If it is so clear that exploitation of the Marcellus Shale Formation will produce a detrimental effect on the environment (especially when the basis for this statement appears to be solely affidavits supplied by certain citizens and there are so many scientific studies that reach so many different conclusions), then could not the same be said of many other activities? Will road construction not cause such a detriment – increase in traffic and congestion, noise at all hours, degradation of air quality? What about building a chemical plant that could employ thousands of people?

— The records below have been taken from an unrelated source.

PR #1152, opened 2021-04-23
Add formats DMS/HMS and datetime

### LINKED ISSUE #599: Add units for RA and DEC to be input as H:M:S and D:M:S
It would be nice to be able to specify RA as H:M:S and DEC as D:M:S

### LINKED ISSUE #1030: Add units for clock time
Currently "clock time" (Observation Start/Stop, Earth Received Time, etc) does not have units in OPUS. While I'm looking at all the UVIS problems, I've founding myself wanting to be able to input and display the time in other formats. I suggest adding units to all time fields:

YMDHMS (this already parses)
YDHMS (this already parses)
JD (in seconds)
TDB (in seconds)

rfrenchseti:
- Fixes #599. Fixes #1030
  - If YES:
    - Database used: New
    - All Django tests pass: Y
  - If YES:
    - Tested on Chrome, Firefox, Safari, Edge, and iOS: N

Description of changes:

- Change the way units are handled
- Add support for new datetime formats
- Add support for new latitude/longitude/hour_angle formats
- There is a new test suite for lib/opus_support.py. Just run "python opus_support.py" in the lib directory.
- You can run this version with the most recent test database, but you have to update the param_table first with "python main_opus_import.py --create-param".
- I slightly expanded the width of input fields so that a complete datetime string would fit in Linux Chrome. I have not been able to test on other browsers because I'm having trouble with BrowserStack, so testing would be greatly appreciated.
- The changes to the requirements are not caused by these changes, but by recent changes to pdsfile.

Known problems:

None.


rfrenchseti:
- Date/time formats:
  - The "julian" module handles the following formats: YYYY-MM-DD[THH:MM:SS.sss], YYYY-DDD[THH:MM:SS.sss], JDxxxx, JEDxxxx, MJDxxxx, MJEDxxxx.
  - All of those formats are supported by just typing them raw into a date/time field, regardless of the currently selected units. In other words, if the current unit is "JD", you can still type "2010-01-01".
  - If you just type a number, it is interpreted according to the current unit selection.
  - Dates are limited to the years 1000-2999; anything outside of that range is considered an error
- RA/DEC/longitude/latitude formats:
  - Nd Nm Ns (degrees-minutes-seconds) or Nh Nm Ns (hours-minutes-seconds).
  - The last field (d/h, m, or s) can have fractions, but none of the earlier fields can. So "1.23d" and "1d 2.34m" are legal but "1.23d 10m" is not.
  - You can type a degrees string during "hours" units or vice versa and it will be interpreted properly.
  - You can type either a degrees or hours string during radians and it will be interpreted properly.
  - If you type a raw number, it will be interpreted according to the current units: degrees or DMS means degrees, hours or HMS means hours, radians mean radians.
- Numeric fields that support other types of units (duration, distance, resolution, etc.) can take an optional suffix to override the unit. So when "seconds" is selected, you can type "1" which means 1 second. Or you can type "1 day" or "1 hour" and it will convert for you. There are a wide range of things that will be understood.
- Spacing and capitalization shouldn't matter for any of the above as long as it doesn't introduce an ambiguity.

rfrenchseti:
One more change: I increased the number of significant digits for wave number and wave number resolution.

juzen2003:
UPDATE: after updating my local copy of pds-tools to have the latest version julian.py, JED & MJED work fine now.

lib/opus_support.py
```diff
@@ -402,178 +686,1252 @@ def format_voyager_sclk(value, sep=':', fields=3):
...
+    if format_func is None:
+        if numerical_format is None:
+            return str(val)
+        if abs(val) >= 1e8:
+            numerical_format = numerical_format.replace('f', 'e')
+        new_format = adjust_format_string_for_units(numerical_format,
+                                                    unit_id, unit)
+        ret = ('{:'+new_format+'}').format(val)
+        if not keep_trailing_zeros and '.' in ret:
+            ret = ret.rstrip('0').rstrip('.')
```
juzen2003: I think the following issue is caused by this, it will strip the last 0 when number is in the format like 8e+10 (got converted to 8e+1). Will have to set keep_trailing_zeros to True when the input has scientific format.
Issue:
- Open Observation duration widget.
- Change unit to days, and type 1 in any input.
- Change unit to usecs, and it will convert 1 day to 8.64e+1 instead of 8.64e+10

Or call this API for the same action:
- http://127.0.0.1:8000/opus/__api/normalizeinput.json?reqno=1&observationduration2_101=1&unit-observationduration_101=microseconds&sourceunit-observationduration_101=days&unit-observationduration_102=microseconds&sourceunit-observationduration_102=days

juzen2003 (changes requested):
Input width for datetime text (Test on latest version of each browser):
- Test example: put "1981-08-12T14:55:10.080" in min input.
- MAC (Big Sur): 
    - Chrome, Safari, Opera, and Edge will have text overflow
    - Firefox will not have text overflow.
- Window 10:
    - Chrome, Firefox, Edge, and Opera will not have overflow.

lib/opus_support.py
rfrenchseti: Fixed. I also fixed the case of 1.000e+10 not turning into 1e+10. New tests have been added.

juzen2003 (approved):
- Database used: opus3_test_210331
- All Django tests pass: Y

PR #1157, opened 2021-05-06
1071 allow selection of download file internal structure

### LINKED ISSUE #1071: Allow selection of download file internal structure
We could permit the user to choose a flat file format or hierarchical mirroring the original PDS directory hierarchy. The GEO Node does this already.

juzen2003:
- Fixes #1071 
  - If YES:
    - Database used: opus3_test_210331
    - All Django tests pass: Y
  - If YES:
    - JSHINT run on all affected files: Y (cart.js)
    - Tested on Chrome, Firefox, Safari, Edge, and iOS: Y (No iOS)

Description of changes:
- Add a "Hierarchical" checkbox below the "Download Options" in the cart pane. 
    - If checkbox is selected, the downloaded zip file will have all files stored with hierarchy tree.
    - If checkbox is not selected, in the zip file:
        - files with the same basename + same logical path (duplicated) will only be stored once.
        - files with the same basename + different logical paths (not duplicated) will be stored within its own hierarchy tree.
- API tests for /api/download/<opusid>.zip & /__cart/download.json are added.
- For local testing purpose, the default selected files (0 byte dummy files) for these opus ids are stored in Shared OPUS dropbox:  
    - co-iss-n1460973661
    - co-iss-n1481265970
    - co-iss-n1462840881
  
Known problems:
N/A


opus/application/apps/cart/views.py
```diff
@@ -516,6 +516,8 @@ def api_create_download(request, opus_id=None):
         or: [__]api/download/(?P<opus_id>[-\w]+).zip
     Arguments: types=<PRODUCT_TYPES>
                urlonly=1 (optional) means to not zip the actual data products
+               hierarchical=0 (optional) means files in zip are not stored with
```
rfrenchseti: Since hierarchical=0 is the default if nothing is specified, this should instead say what happens if you specify hierarchical=1 (like urlonly=1)

opus/application/static_media/css/opus.css
```diff
@@ -3217,6 +3223,12 @@ when wrapping into the 2nd line */
     .op-download-options-title {
         display: none !important;
     }
+
+    /* Make sure when "Download Options" is gone, we create some space to between
```
rfrenchseti: Remove "to"

opus/application/test_api/api_test_helper.py
```diff
@@ -166,3 +167,25 @@ def _run_csv_equal_file(self, url, exp_file):
...
         self.assertEqual(resp, expected)
+
+    def _run_zip_equal(self, url, expected):
+        print(url)
+        response = self._get_response(url)
+        self.assertEqual(response.status_code, 200)
+        if '__cart/download.json' in url:
+            jdata = json.loads(response.content)
+            file = jdata['filename']
+            filename = file[file.rindex('/'):]
```
rfrenchseti: Since we aren't guaranteed what the user has set for TAR_FILE_URL_PATH, how about just stripping off TAR_FILE_URL_PATH (e.g. replace(TAR_FILE_URL_PATH, '') instead of looking for the last "/"?

opus/application/test_api/api_test_helper.py
```diff
@@ -166,3 +167,25 @@ def _run_csv_equal_file(self, url, exp_file):
         print('Expected:')
         print(expected)
         self.assertEqual(resp, expected)
+
+    def _run_zip_equal(self, url, expected):
+        print(url)
+        response = self._get_response(url)
+        self.assertEqual(response.status_code, 200)
+        if '__cart/download.json' in url:
```
rfrenchseti: Rather than check explicitly for download,json and download/ how about passing in a flag that says what kind of response you expect? Then it's still useable if we change the API in the future.

opus/application/test_api/test_cart_api.py
```diff
@@ -2373,22 +2373,97 @@ def test__api_cart_datacsv_multi(self):
...
-            ################################################
-
-    # XXX Need to implement tests
-
-
             ####################################################
             ######### /__cart/download.json: API TESTS #########
             ####################################################
+    def test__api_cart_download_single_no_hierarchical(self):
+        "[test_cart_api.py] /__cart/download.json: single opus id  & no hierarchical"
```
rfrenchseti: Extra space before &

opus/application/test_api/test_cart_api.py
```diff
@@ -2373,22 +2373,97 @@ def test__api_cart_datacsv_multi(self):
...
+        url = '/__cart/add.json?opusid=co-iss-n1462840881&reqno=456'
```
rfrenchseti, line 2384: Should call reset.json at the beginning of each test like the other existing tests do

opus/application/test_api/test_cart_api.py
```diff
@@ -2373,22 +2373,97 @@ def test__api_cart_datacsv_multi(self):
...
+        expected = {'recycled_count': 0, 'count': 1, 'error': False, 'reqno': 456}
+        self._run_json_equal(url, expected)
+        url = '/__cart/download.json?types=coiss_raw,coiss_calib,browse_full&hierarchical=0'
+        expected = ['N1462840881_1.IMG', 'N1462840881_1.LBL', 'prefix2.fmt', 'tlmtab.fmt', 'N1462840881_1_CALIB.IMG', 'N1462840881_1_CALIB.LBL', 'N1462840881_1_full.png', 'manifest.csv', 'data.csv', 'urls.txt']
+        self._run_zip_equal(url, expected)
```
rfrenchseti, line 2389: All of these tests leave .zip files behind in the TAR_FILE_PATH. They need to clean up after themselves by removing the zip file.

rfrenchseti (changes requested):
Now that I look at the wording, I think it would make more sense to have the checkbox say "Flat zip file structure" and be checked by default. We have plenty of room for that with this UI layout. You can keep the flag name and whatnot and just change the meaning of the text.

Also maybe the line that says "Select which product types..." should have a little more visual contrast. Perhaps make it a heavier character weight? Something that makes it look more like a heading, which it really is.

opus/application/test_api/api_test_helper.py
```diff
@@ -166,3 +168,29 @@ def _run_csv_equal_file(self, url, exp_file):
...
+        if response_type == 'json':
+            jdata = json.loads(response.content)
+            file = jdata['filename']
+            filename = file.replace(settings.TAR_FILE_URL_PATH, '')
+            path = settings.TAR_FILE_PATH + filename
+            zip_file = zipfile.ZipFile(path, mode='r')
+        elif response_type == 'binary':
+            binary_stream = BytesIO(response.content)
+            zip_file = zipfile.ZipFile(binary_stream, mode='r')
+        resp = zip_file.namelist()
```
rfrenchseti, line 185: If you're going to use a series of "if...elif" then there needs to be something to catch the last clause, like an "else: assert False" or something. Otherwise if you pass in the wrong argument it will simply crash with an undefined variable. Alternatively you can just replace the "elif" with a plain "else".

opus/application/test_api/api_test_helper.py
```diff
@@ -166,3 +168,29 @@ def _run_csv_equal_file(self, url, exp_file):
...
+
+    def _run_zip_equal(self, url, expected, response_type='json'):
+        print(url)
+        response = self._get_response(url)
+        self.assertEqual(response.status_code, 200)
+        if response_type == 'json':
+            jdata = json.loads(response.content)
+            file = jdata['filename']
+            filename = file.replace(settings.TAR_FILE_URL_PATH, '')
+            path = settings.TAR_FILE_PATH + filename
```
rfrenchseti: Can't you just say file.replace(settings.TAR_FILE_URL_PATH, settings.TAR_FILE_PATH)?

opus/application/static_media/css/opus.css
```diff
@@ -2914,6 +2914,17 @@ when wrapping into the 2nd line */
...
 }
 
+/* This is to have "Flat zip file structure" checkbox to fit in at the bottom of
+"Download Options" */
+.op-download-options-title {
+    margin-bottom: 0 !important
+}
+
+/* Make "Select all product types" and "Deselect all product types" more visible */
+.op-cart-select-all-btn, .op-cart-deselect-all-btn {
```
rfrenchseti: I meant the line above the buttons, not the buttons themselves.

rfrenchseti (changes requested):

rfrenchseti (approved):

Has the Environmental Rights Amendment been established as a club that can be used to stop, or at least delay for years, any substantial industrial activity in Pennsylvania?
In the aftermath of Robinson, we are left with far more questions than answers. Zoning and land use law in Pennsylvania should revert back to the themes articulated in the Range Resources v. Salem and Huntley & Huntley v. Borough of Oakmont cases, which I’ve written about numerous times previously. However, can a municipality, even one with an industrial history like Pittsburgh, use its zoning power to make it so difficult to obtain the proper permits that operationally it bans hydraulic fracturing in the entire City? The Court chose not to address anything further than it had to on these and other issues, possibly a defendable legal construct but one certain to generate years of uncertainty.
If, following Robinson, we cannot say what comes next legally, we can say this about the industry as a whole. Justice Castille’s opinion is a powerful indictment on the industry’s way of interacting with the people of the Commonwealth of Pennsylvania.
Given its economic benefits, and the fact that, Justice Castille’s words notwithstanding, environmental degradation has been remarkably limited, one might expect there to be public derision with this decision. There has not been. That is a function both of the overreach of Act 13, as well as the poor job the industry has done in understanding the Northeast. Clearly, the public relations staff, lawyers, landmen and other professionals who interact with the public have not endeared themselves.
As the industry now must engage people in all localities in Pennsylvania, it needs a new strategy to impress upon Pennsylvanians what the industry brings to the table, how it understands local concerns and how it will not repeat the abuses that characterized other industries in the past.